Draw a rectangle that has a perimeter that has of12 uints and an area of 8 square units
With a perimeter of 12 units, the sides must be
1 by 5
2 by 4
3 by 3
Which of those dimensions will give you an area of 8 square units?
To draw a rectangle with a perimeter of 12 units and an area of 8 square units, we need to find the dimensions of the rectangle.
Let's assume the length of the rectangle is L units and the width is W units.
The formula for calculating the perimeter of a rectangle is: Perimeter = 2(L + W).
Given that the perimeter is 12 units, we can write the equation as:
12 = 2(L + W)
Now, let's find the formula for calculating the area of a rectangle: Area = L * W.

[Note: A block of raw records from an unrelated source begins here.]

PR #483, opened 2017-09-20
Exoplayer

bjackman:
The aim of this workload is basically to test YouTube on devices like hikey960 where we can't really get real Youtube working.

All of the stuff to get videos is basically stolen from the old 'video' workload, so if/when that gets ported I suppose we'll want to factor that out into some sort of base class? 

One thing I'm not sure about is the way I've overridden Parameters from the ApkWorkload class (package_name, and force_install) that aren't really user-definable. Not sure how else to achieve that.

There's also the problem with runtime permissions as noted in the comment  - this only works with force_install because 'pm clear' clears runtime permissions but 'pm grant' doesn't seem to give them back.

### DIFF
--- a/wa/workloads/exoplayer/__init__.py
+++ b/wa/workloads/exoplayer/__init__.py
@@ -29,9 +29,10 @@ from devlib.utils.android import grant_app_permissions
 
 # Regexps for benchmark synchronization
 REGEXPS = {
-    'start'    : '.*Displayed com.google.android.exoplayer2.demo/.PlayerActivity',
-    'duration' : '.*period \[(?P<duration>[0-9]+.*)\]',
-    'end'      : '.*state \[.+, .+, E\]'
+    'start'         : '.*Displayed com.google.android.exoplayer2.demo/.PlayerActivity',
+    'duration'      : '.*period \[(?P<duration>[0-9]+.*)\]',
+    'end'           : '.*state \[.+, .+, E\]',
+    'dropped_frames': '.*droppedFrames \[(?P<session_time>[0-9]+\.[0-9]+), (?P<count>[0-9]+)\]'
 }
 
 
@@ -57,6 +58,10 @@ class ExoPlayer(ApkWorkload):
     loading the ExoPlayer sources into Android Studio.
 
     Version r2.4.0 built from commit d979469 is known to work
+
+    Produces a metric 'exoplayer_dropped_frames' - this is the count of frames
+    that Exoplayer itself reports as dropped. This is not the same thing as the
+    dropped frames reported by gfxinfo.
     """
 
     name = 'exoplayer'
@@ -181,6 +186,18 @@ class ExoPlayer(ApkWorkload):
             self.logger.info('Waiting for playback completion ({} seconds)'
                            .format(media_duration_s))
             self.monitor.wait_for(REGEXPS['end'], timeout = media_duration_s + 30)
+
+    def update_output(self, context):
+        regex = re.compile(REGEXPS['dropped_frames'])
+
+        dropped_frames = 0
+        for line in self.monitor.get_log():
+            match = regex.match(line)
+            if match:
+                dropped_frames += int(match.group('count'))
+
+        context.add_metric('exoplayer_dropped_frames', dropped_frames,
+                           lower_is_better=True)
 
     def teardown(self, context):
         super(ExoPlayer, self).teardown(context)
--- a/wa/workloads/exoplayer/__init__.py
+++ b/wa/workloads/exoplayer/__init__.py
@@ -141,6 +141,10 @@ class ExoPlayer(ApkWorkload):
                 return files[0]
 
     def init_resources(self, context):
+        # Needs to happen first, as it sets self.format, which is required by
+        # _find_host_video_file
+        self.validate()
+
         ensure_directory_exists(self.video_directory)
         self.host_video_file = self._find_host_video_file()
 
--- a/wa/workloads/exoplayer/__init__.py
+++ b/wa/workloads/exoplayer/__init__.py
@@ -40,6 +40,7 @@ DOWNLOAD_URLS = {
     'mp4_1080p': 'http://distribution.bbb3d.renderfarming.net/video/mp4/bbb_sunflower_1080p_30fps_normal.mp4',
     'mov_720p':  'http://download.blender.org/peach/bigbuckbunny_movies/big_buck_bunny_720p_h264.mov',
     'mov_480p':  'http://download.blender.org/peach/bigbuckbunny_movies/big_buck_bunny_480p_h264.mov',
+    'ogg_128kbps': 'http://upload.wikimedia.org/wikipedia/commons/c/ca/Tchaikovsky_-_Romeo_and_Juliet_Ouverture_-_Antal_Dorati_(1959).ogg',
 }
 
 
--- a/wa/workloads/exoplayer/__init__.py
+++ b/wa/workloads/exoplayer/__init__.py
@@ -1,0 +1,187 @@
+# SPDX-License-Identifier: Apache-2.0
+#
+# Copyright (C) 2017, Arm Limited and contributors.
+#
+# Licensed under the Apache License, Version 2.0 (the "License"); you may
+# not use this file except in compliance with the License.
+# You may obtain a copy of the License at
+#
+# http://www.apache.org/licenses/LICENSE-2.0
+#
+# Unless required by applicable law or agreed to in writing, software
+# distributed under the License is distributed on an "AS IS" BASIS, WITHOUT
+# WARRANTIES OR CONDITIONS OF ANY KIND, either express or implied.
+# See the License for the specific language governing permissions and
+# limitations under the License.
+#
+
+from collections import defaultdict
+import re
+import os
+import time
+import urllib
+
+from wa import ApkWorkload, Parameter, ConfigError, WorkloadError
+from wa.framework.configuration.core import settings
+from wa.utils.types import boolean
+from wa.utils.misc import ensure_directory_exists
+from devlib.utils.android import grant_app_permissions
+
+# Regexps for benchmark synchronization
+REGEXPS = {
+    'start'    : '.*Displayed com.google.android.exoplayer2.demo/.PlayerActivity',
+    'duration' : '.*period \[(?P<duration>[0-9]+.*)\]',
+    'end'      : '.*state \[.+, .+, E\]'
+}
+
+
+DOWNLOAD_URLS = {
+    'mp4_1080p': 'http://distribution.bbb3d.renderfarming.net/video/mp4/bbb_sunflower_1080p_30fps_normal.mp4',
+    'mov_720p':  'http://download.blender.org/peach/bigbuckbunny_movies/big_buck_bunny_720p_h264.mov',
+    'mov_480p':  'http://download.blender.org/peach/bigbuckbunny_movies/big_buck_bunny_480p_h264.mov',
+}
+
+
+class ExoPlayer(ApkWorkload):
+    """
+    Android ExoPlayer
+
+    ExoPlayer is the basic video player library that is used by the YouTube
+    android app. The aim of this workload is to test a proxy for YouTube
+    performance on targets where running the real YouTube app is not possible
+    due its dependencies.
+
+    ExoPlayer sources: https://github.com/google/ExoPlayer
+
+    The 'demo' application is used by this workload.  It can easily be built by
+    loading the ExoPlayer sources into Android Studio.
+
+    Version r2.4.0 built from commit d979469 is known to work
+    """
+
+    name = 'exoplayer'
+
+    video_directory = os.path.join(settings.dependencies_directory, name)
+
+    package_names = ['com.google.android.exoplayer2.demo']
+    versions = ['2.4.0']
+    action = 'com.google.android.exoplayer.demo.action.VIEW'
+    default_format = 'mov_720p'
+
+    parameters = [
+        Parameter('version', allowed_values=versions, default=versions[-1], override=True),
+        Parameter('duration', kind=int, default=20,
+                  description="""
+                  Playback duration of the video file. This becomes the duration of the workload.
+                  If provided must be shorter than the length of the media.
+                  """),
+        Parameter('format', allowed_values=DOWNLOAD_URLS.keys(),
+                  description="""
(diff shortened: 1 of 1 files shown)


bjackman:
cc @valschneider who wrote the LISA worlkload this is stolen from.

wa/workloads/exoplayer/__init__.py
```diff
@@ -0,0 +1,185 @@
...
+                  """.format(video_directory)),
+        Parameter('force_dependency_push', kind=boolean, default=False,
+                  description="""
+                  If true, video will always be pushed to device, regardless
+                  of whether the file is already on the device.  Default is ``False``.
+                  """),
+    ]
+
+    @property
+    def host_video_file(self):
```
setrofim: This should not be a property.  `selected_file ` shoud probably be resolved as part of `init_resource`.

wa/workloads/exoplayer/__init__.py
```diff
@@ -0,0 +1,185 @@
...
+
+    name = 'exoplayer'
+
+    video_directory = os.path.join(settings.dependencies_directory, name)
+
+    versions = ["2.4.0"]
+    action = 'com.google.android.exoplayer.demo.action.VIEW'
+
+    parameters = [
+        Parameter('package_name', default='com.google.android.exoplayer2.demo', override=True),
```
setrofim: This should be set as `package_names` class attribute rather than overriding the `package_name` parameter.

wa/workloads/exoplayer/__init__.py
```diff
@@ -0,0 +1,185 @@
...
+        Parameter('version', allowed_values=versions, default=versions[-1], override=True),
+        # The app requests runtime permissions, which AFAICT you can't grant via
+        # "pm grant", only "adb install -g". Therefore we'll just have to
+        # reinstall every time.
```
setrofim: I don't understand this. If it's already installed the permissions should already be granted, no?

wa/workloads/exoplayer/__init__.py
```diff
@@ -0,0 +1,185 @@
...
+DOWNLOAD_URLS = {
+    'mp4_1080p': 'http://distribution.bbb3d.renderfarming.net/video/mp4/bbb_sunflower_1080p_30fps_normal.mp4',
+    'mov_720p':  'http://download.blender.org/peach/bigbuckbunny_movies/big_buck_bunny_720p_h264.mov',
+    'mov_480p':  'http://download.blender.org/peach/bigbuckbunny_movies/big_buck_bunny_480p_h264.mov',
+}
+
+
+class ExoPlayer(ApkWorkload):
+    """
+    Android ExoPlayer (YouTube)
```
setrofim: Erm, why "YouTube"? This seems like a stand-alone player, playing local video files?

wa/workloads/exoplayer/__init__.py
```diff
@@ -0,0 +1,185 @@
...
+        self._selected_file = None
+
+    def enum_video_files(self):
+        for filename in os.listdir(self.video_directory):
+            for format in self.parameters['format'].allowed_values:
+                if format in filename:
+                    self.video_files[format].append(os.path.join(self.video_directory, filename))
+
+    def validate(self):
+        if (self.format and self.filename) and (self.format != self.parameters['format'].default):
```
setrofim: What if `format` explicitly set to the default value along side a filename in the config? Should default it to `None` and then set it to default here after the first check.

wa/workloads/exoplayer/__init__.py
```diff
@@ -0,0 +1,185 @@
...
+        grant_app_permissions(self.target, self.package)
+
+    def setup(self, context):
+        self.device_video_file = self.target.path.join(self.target.working_directory,
+                                                       os.path.basename(self.host_video_file))
+        if self.force_dependency_push or not self.target.file_exists(self.device_video_file):
+            self.logger.debug('Copying {} to device.'.format(self.host_video_file))
+            self.target.push(self.host_video_file, self.device_video_file, timeout=120)
+
+        super(ExoPlayer, self).setup(context)
```
setrofim: Is there a reason this needs to happen after pushing the video file? If not, the super call generally be the first thing in a method.

wa/workloads/exoplayer/__init__.py
```diff
@@ -0,0 +1,185 @@
...
+
+        # Prepare logcat monitor
+        self.monitor = self.target.get_logcat_monitor(REGEXPS.values())
+        self.monitor.start()
+
+    def run(self, context):
```
setrofim: `run` should be as small as possible (instrumentation is already running by this point. The command construction should happen in the setup and result processing /extraction in the corresponding methods.

wa/workloads/exoplayer/__init__.py
```diff
@@ -0,0 +1,185 @@
...
+        play_cmd = 'am start -a {} -d "file://{}"'.format(self.action, self.device_video_file)
+        self.logger.info(play_cmd)
```
setrofim: This should not be an info-level log; probably does not need to be logged at all, as this will be logged as part of `execute()`

wa/workloads/exoplayer/__init__.py
```diff
@@ -0,0 +1,185 @@
...
+        self.monitor.wait_for(REGEXPS['start'])
+        self.logger.info('Playing media file')
+
+        line = self.monitor.wait_for(REGEXPS['duration'])[0]
+        media_duration_s = int(round(float(re.search(REGEXPS['duration'], line)
+                                           .group('duration'))))
+
+        self.logger.info('Media duration is {} seconds'.format(media_duration_s))
+
+        if self.play_duration and self.play_duration < media_duration_s:
```
setrofim: I don't understand this. Why is `play_duration` necessary at all if you're actually waiting for the video to finish?

wa/workloads/exoplayer/__init__.py
```diff
@@ -0,0 +1,185 @@
...
+            self.logger.info('Waiting {} seconds before ending playback'
+                           .format(self.play_duration))
+            time.sleep(self.play_duration)
+        else:
+            self.logger.info('Waiting for playback completion ({} seconds)'
+                           .format(media_duration_s))
+            self.monitor.wait_for(REGEXPS['end'], timeout = media_duration_s + 30)
+
+        self.logger.info('Media file playback completed')
```
setrofim: This is unnecessary -- workload completion would already be indicated in the log. This is also misleading, since if you've hit the `if` condition above, you may have ended up sleeping for some time by this point, after media playback has completed

wa/workloads/exoplayer/__init__.py
```diff
@@ -0,0 +1,185 @@
...
+
+    def teardown(self, context):
+        self.monitor.stop()
+        super(ExoPlayer, self).teardown(context)
```
setrofim: Again, the `super` should generally be the first thing called, unless there is a specific reason something needs ot happen first. I would also stop the monitor in `extract_results` as that happens much sooner.

wa/workloads/exoplayer/__init__.py
bjackman: IIUC Android has a new 'runtime permissions' thing which is separate from the permissions listed in the .apk manifest - those are the ones where the user gets a dialog box at the moment where the app actually needs the permission. I can't find a way to automatically grant them except with `adb install -g`. It probably does bear some more investigation actually.

wa/workloads/exoplayer/__init__.py
bjackman: Ah yeah I'll reword this. It's the player that the Youtube app uses internally, so we're hoping it's a good proxy for youtube performance.

wa/workloads/exoplayer/__init__.py
bjackman: No reason, will move it

wa/workloads/exoplayer/__init__.py
bjackman: Oops, yep this is debug leakage.

wa/workloads/exoplayer/__init__.py
bjackman: So then we'd start the instrumentation _after_ the video has begun to play? That means depending on how long the instrumentation takes to set up we'd be measuring playback of a different section of video.

wa/workloads/exoplayer/__init__.py
bjackman: Hmm true. I just copied this bit from the 'video' workload, will change it.

wa/workloads/exoplayer/__init__.py
setrofim: Hm IIRC, @marcbonnici  ran into this in the past. Can't remember what the outcome was..

wa/workloads/exoplayer/__init__.py
setrofim: I see. It's worth explaining that in the description, but I would remove the YouTube reference from the first line.

wa/workloads/exoplayer/__init__.py
setrofim: I meant the construction of the `play_cmd`. The invocation would still happen here. I realize that the string form will not have a measure able impact, it's more of a conceptual thing...

wa/workloads/exoplayer/__init__.py
bjackman: We only wait for the video to finish if `play_duration` is unspecified or the video is longer than that.

wa/workloads/exoplayer/__init__.py
bjackman: OK. Does extract_results still happen if the workload fails? We need to be sure to kill the monitor or WA won't die.

wa/workloads/exoplayer/__init__.py
setrofim: Right, but I don't  understand why. If `play_duration`  is specified, there are three scenarios:

- `play_duration` == playback duration. `play_duration` is irrelevant.
- `play_duration` < playback duration. `play_duration` is ignored;  `run` returns only actual playback is finished. In this case, the configuration is actively misleading.
- `play_duration` > playback duration. `run` sleeps doing nothing for an arbitrary period of time. Collected measurements are now off  since what was being measured is not actually video playback but the app just sitting there (essentially idle). Here again the setting is misleading as it does not specify the duration of play.

Am I missing something?

wa/workloads/exoplayer/__init__.py
bjackman: Oh OK, will change that.

wa/workloads/exoplayer/__init__.py
setrofim: Good point. It might not. You are right, `teardown` is the correct place for this.

wa/workloads/exoplayer/__init__.py
bjackman: Oops, when I said 

> We only wait for the video to finish if play_duration is unspecified or the video is longer than that.

I meant if the video is _shorter_ than that. So, the cases are

- `play_duration` == playback duration: irrelevant, yes
- `play_duration` < playback duration: Then we record playing `play_duration` seconds of video (the video is playing while we `time.sleep`).
- `play_duration` > playback duration: Then we record playing the whole video. You are correct that the Parameter is misleading in this case - I think I'll just add a note about it to the description

setrofim: OK, that makes more sense. I also misunderstood how the code worked. From your updated description, the matching of duration returns near the beginning of the workload and does not indicate that playback has finished?

In that case it would make sense; however I would raise an error to force user to adjust the config. (even better, can we query the video file on the host as part of `init_resources`, and raise an error *then* if the configured duration exceeds the video?

Also, please rename to just `duration` to be consistent with other workloads that specify the same parameter.

bjackman:
I've updated the commit but there are a couple more issues to iron out - I'll get back to you once it's ready for a second round of review.

> Given the similarity between workloads, would it make more sense fore the player to be a configurable parameter? (note: I'm not suggesting you add support for the built-in player as part of this pull request)

Hmm, perhaps, although I can imagine that the different players could end up with different sets of tunable parameters...

setrofim:
> Hmm, perhaps, although I can imagine that the different players could end up with different sets of tunable parameters... 

Yes, true; also, given that in `run` you're parsing output specific to this player... OK, let's keep this `exoplayer` for now. I'll revisit this when I get to porting `video` to WA3; maybe it'd make more sense to keep  them separate and split out common functionality into a utility class...

wa/workloads/exoplayer/__init__.py
bjackman: OK, will rename and have it print an error if the video is shorter than `duration` seconds. I won't bother looking at the file on the host - I don't think it would be worth the complexity.

setrofim: I would raise a `ConfigError` rather than just log an error-level message. This is something that needs to be rectified by the user; and we don't want to generate results if the config is wrong.

bjackman: OK

bjackman:
OK I think I've ironed out the issues now. Two points remain

- the `validate` vs `init_resources` thing we discussed. I was thinking the solution might be to say `validate` comes before `init_resources`, but if you need the resources in `validate` you are free to call `self.init_resources` yourself?

- I've put a `grant_app_permissions` call in `setup`. Do you think that belongs in the superclass?

wa/workloads/exoplayer/__init__.py
```diff
@@ -0,0 +1,204 @@
...
+from wa.utils.types import boolean
+from wa.utils.misc import ensure_directory_exists
+from devlib.utils.android import grant_app_permissions
+
+# Regexps for benchmark synchronization
+REGEXPS = {
+    'start'         : '.*Displayed com.google.android.exoplayer2.demo/.PlayerActivity',
+    'duration'      : '.*period \[(?P<duration>[0-9]+.*)\]',
+    'end'           : '.*state \[.+, .+, E\]',
+    'dropped_frames': '.*droppedFrames \[(?P<session_time>[0-9]+.[0-9]+), (?P<count>[0-9]+)\]'
```
bjackman: > `[0-9]+.[0-9]`

should be `[0-9]+\.[0-9]`

bjackman:
Forgot to mention - I worked around the `validate` vs `init_resources` thing but just having the latter call the former, with a comment. I think this is actually a pretty acceptable solution - the workload knows about dependencies and idempotency of those methods.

Given that the area is 8 square units, we can write the equation as:
8 = L * W
We now have a system of equations:
12 = 2(L + W)
8 = L * W
To solve this system of equations, we can use substitution or elimination. Let's use substitution:
Rearrange the first equation to solve for L:
L = (12 - 2W) / 2
Substitute this value of L into the second equation:
8 = [(12 - 2W) / 2] * W
Simplify the equation:
16 = 12W - 2W^2
Rearrange the equation:
2W^2 - 12W + 16 = 0
Now, we can solve this quadratic equation to find the values of W. We can use factoring, completing the square, or the quadratic formula. By factoring, we find:
(2W - 4)(W - 4) = 0
Setting each factor equal to zero, we have:
2W - 4 = 0 or W - 4 = 0
Solving these equations, we find:
W = 2 or W = 4
If W = 2, substituting this value into the first equation:
12 = 2(L + 2)
12 = 2L + 4
2L = 8
L = 4
So, when W = 2, L = 4.
If W = 4, substituting this value into the first equation:
12 = 2(L + 4)
12 = 2L + 8
2L = 4
L = 2
So, when W = 4, L = 2.
Therefore, we have two possible rectangles: one with a length of 4 units and a width of 2 units, and the other with a length of 2 units and a width of 4 units.
Now, you can draw a rectangle with either dimension and label the sides according to the given values.